---------- MATERIAL FOR THIS EXERCISE

Issue #1035, opened 2016-12-18
Move "command on x alts detected" setting to commands.yml


ljacqu:
```yml
        # Threshold of the other accounts command, a value less than 2 means disabled.
        otherAccountsCmdThreshold: 0
        # Command to run when a user has more accounts than the configured threshold.
        # Available variables: %playername%, %playerip%
        otherAccountsCmd: 'say The player %playername% with ip %playerip% has multiple accounts!'
```

This could be moved to the commands.yml file and would allow to define multiple cases when a command should be run.

- Create a class extending `Command` with an additional field to specify the number of alts required before the command is run
- Add setting to the commands.yml config files
- Add migration for moving the above setting to commands.yml

PR #1477, opened 2018-01-16
1035 handle alt accounts in commands yml

ljacqu:
First implementation part of #1035. What's still missing is the migration of the old settings to the new commands.yml structure. I'll do that outside of this PR.


sgdc3:
Looks good

ljacqu:
Thanks for your feedback. By removing that 5.2 migration of commands from config.yml to commands.yml we can get rid of a lot of code—cool! :)

PR #1492, opened 2018-02-01
#1467 Hierarchical message keys

ljacqu:
~This PR is not ready to merge yet — the tool task that adds verification comments still needs to be adjusted.~

Please check out the changes in MessageKey (and messages_en.yml as a result) and let me know if you have any suggestions or if you agree with the changes.

Besides introducing the new keys, this PR introduces a migrater class that has effect whenever a messages yml file is loaded. If any messages are missing within that yml file, it will be added based on the JAR's messages.


src/main/java/fr/xephi/authme/command/executable/authme/MessagesCommand.java
```diff
@@ -22,15 +16,6 @@
  */
 public class MessagesCommand implements ExecutableCommand {
```
ljacqu: I also need to update this command so that it doesn't take "help" as second argument anymore.

ljacqu:
This is ready to be merged, IMHO. Does someone want to look over the changes to the message keys?

ljacqu:
I just tested in-game and it's not ready to be merged yet: the migration replaces non-ASCII characters like é to question marks.

ljacqu:
OK, I'm launching another attempt at this! Everything should be done. I will test in-game tomorrow. 

If anyone wants to have a look at the code until then, please do! It would be much appreciated. This turned out to be quite a lot of changes :smile:

Issue #1497, opened 2018-02-03
Improve error logs when a yml config file cannot be loaded


ljacqu:
Inspired by #1495, we can improve the error messages that happen when an invalid YML file is loaded (messages / commands / help messages / config).

sgdc3:
yeah

PR #1506, opened 2018-02-23
#1497 Show specific message for invalid YAML files

ljacqu:
Impl for #1497.

- Wrap SnakeYAML exceptions when loading config.yml and commands.yml on startup into own exception type
- Handle exception type on startup with specific error message

### DIFF
--- a/src/main/java/fr/xephi/authme/service/yaml/YamlFileResourceProvider.java
+++ b/src/main/java/fr/xephi/authme/service/yaml/YamlFileResourceProvider.java
@@ -6,7 +6,7 @@ import org.yaml.snakeyaml.parser.ParserException;
 import java.io.File;
 
 /**
- * Extension of {@link YamlFileResource}, which throws a specific exception if a file cannot be loaded.
+ * Creates {@link YamlFileResource} objects.
  */
 public final class YamlFileResourceProvider {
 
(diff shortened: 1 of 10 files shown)


src/main/java/fr/xephi/authme/service/yaml/YamlFileResourceProvider.java
```diff
@@ -0,0 +1,30 @@
+package fr.xephi.authme.service.yaml;
+
+import ch.jalu.configme.resource.YamlFileResource;
+import org.yaml.snakeyaml.parser.ParserException;
+
+import java.io.File;
+
+/**
+ * Extension of {@link YamlFileResource}, which throws a specific exception if a file cannot be loaded.
```
ljacqu: Oops this is no longer an extension.
Initially I wanted to extend ConfigMe's YamlFileResource class but due to great design (cough, cough) it proved troublesome to wrap the initializing method there into its own exception (I don't have access to the file anymore, saving the file in an individual field also doesn't work because the exception will already have been thrown before the file field is set...).
I'll adjust the comment.

ljacqu:
Thank you! Being able to extend the YamlFileResource class would have been cooler because we could have handled the reload() case, too. I've noticed that a lot of classes of ConfigMe aren't really designed for extending, so in the next development iteration this will be addressed. :)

--------------------

ASSIGNED TASK:
A word-for-word copy of the data is what should be returned.

RESPONSE TO THE EXERCISE:
Issue #1035, opened 2016-12-18
Move "command on x alts detected" setting to commands.yml


ljacqu:
```yml
        # Threshold of the other accounts command, a value less than 2 means disabled.
        otherAccountsCmdThreshold: 0
        # Command to run when a user has more accounts than the configured threshold.
        # Available variables: %playername%, %playerip%
        otherAccountsCmd: 'say The player %playername% with ip %playerip% has multiple accounts!'
```

This could be moved to the commands.yml file and would allow to define multiple cases when a command should be run.

- Create a class extending `Command` with an additional field to specify the number of alts required before the command is run
- Add setting to the commands.yml config files
- Add migration for moving the above setting to commands.yml

PR #1477, opened 2018-01-16
1035 handle alt accounts in commands yml

ljacqu:
First implementation part of #1035. What's still missing is the migration of the old settings to the new commands.yml structure. I'll do that outside of this PR.


sgdc3:
Looks good

ljacqu:
Thanks for your feedback. By removing that 5.2 migration of commands from config.yml to commands.yml we can get rid of a lot of code—cool! :)

PR #1492, opened 2018-02-01
#1467 Hierarchical message keys

ljacqu:
~This PR is not ready to merge yet — the tool task that adds verification comments still needs to be adjusted.~

Please check out the changes in MessageKey (and messages_en.yml as a result) and let me know if you have any suggestions or if you agree with the changes.

Besides introducing the new keys, this PR introduces a migrater class that has effect whenever a messages yml file is loaded. If any messages are missing within that yml file, it will be added based on the JAR's messages.


src/main/java/fr/xephi/authme/command/executable/authme/MessagesCommand.java
```diff
@@ -22,15 +16,6 @@
  */
 public class MessagesCommand implements ExecutableCommand {
```
ljacqu: I also need to update this command so that it doesn't take "help" as second argument anymore.

ljacqu:
This is ready to be merged, IMHO. Does someone want to look over the changes to the message keys?

ljacqu:
I just tested in-game and it's not ready to be merged yet: the migration replaces non-ASCII characters like é to question marks.

ljacqu:
OK, I'm launching another attempt at this! Everything should be done. I will test in-game tomorrow. 

If anyone wants to have a look at the code until then, please do! It would be much appreciated. This turned out to be quite a lot of changes :smile:

Issue #1497, opened 2018-02-03
Improve error logs when a yml config file cannot be loaded


ljacqu:
Inspired by #1495, we can improve the error messages that happen when an invalid YML file is loaded (messages / commands / help messages / config).

sgdc3:
yeah

PR #1506, opened 2018-02-23
#1497 Show specific message for invalid YAML files

ljacqu:
Impl for #1497.

- Wrap SnakeYAML exceptions when loading config.yml and commands.yml on startup into own exception type
- Handle exception type on startup with specific error message

### DIFF
--- a/src/main/java/fr/xephi/authme/service/yaml/YamlFileResourceProvider.java
+++ b/src/main/java/fr/xephi/authme/service/yaml/YamlFileResourceProvider.java
@@ -6,7 +6,7 @@ import org.yaml.snakeyaml.parser.ParserException;
 import java.io.File;
 
 /**
- * Extension of {@link YamlFileResource}, which throws a specific exception if a file cannot be loaded.
+ * Creates {@link YamlFileResource} objects.
  */
 public final class YamlFileResourceProvider {
 
(diff shortened: 1 of 10 files shown)


src/main/java/fr/xephi/authme/service/yaml/YamlFileResourceProvider.java
```diff
@@ -0,0 +1,30 @@
+package fr.xephi.authme.service.yaml;
+
+import ch.jalu.configme.resource.YamlFileResource;
+import org.yaml.snakeyaml.parser.ParserException;
+
+import java.io.File;
+
+/**
+ * Extension of {@link YamlFileResource}, which throws a specific exception if a file cannot be loaded.
```
ljacqu: Oops this is no longer an extension.
Initially I wanted to extend ConfigMe's YamlFileResource class but due to great design (cough, cough) it proved troublesome to wrap the initializing method there into its own exception (I don't have access to the file anymore, saving the file in an individual field also doesn't work because the exception will already have been thrown before the file field is set...).
I'll adjust the comment.

ljacqu:
Thank you! Being able to extend the YamlFileResource class would have been cooler because we could have handled the reload() case, too. I've noticed that a lot of classes of ConfigMe aren't really designed for extending, so in the next development iteration this will be addressed. :)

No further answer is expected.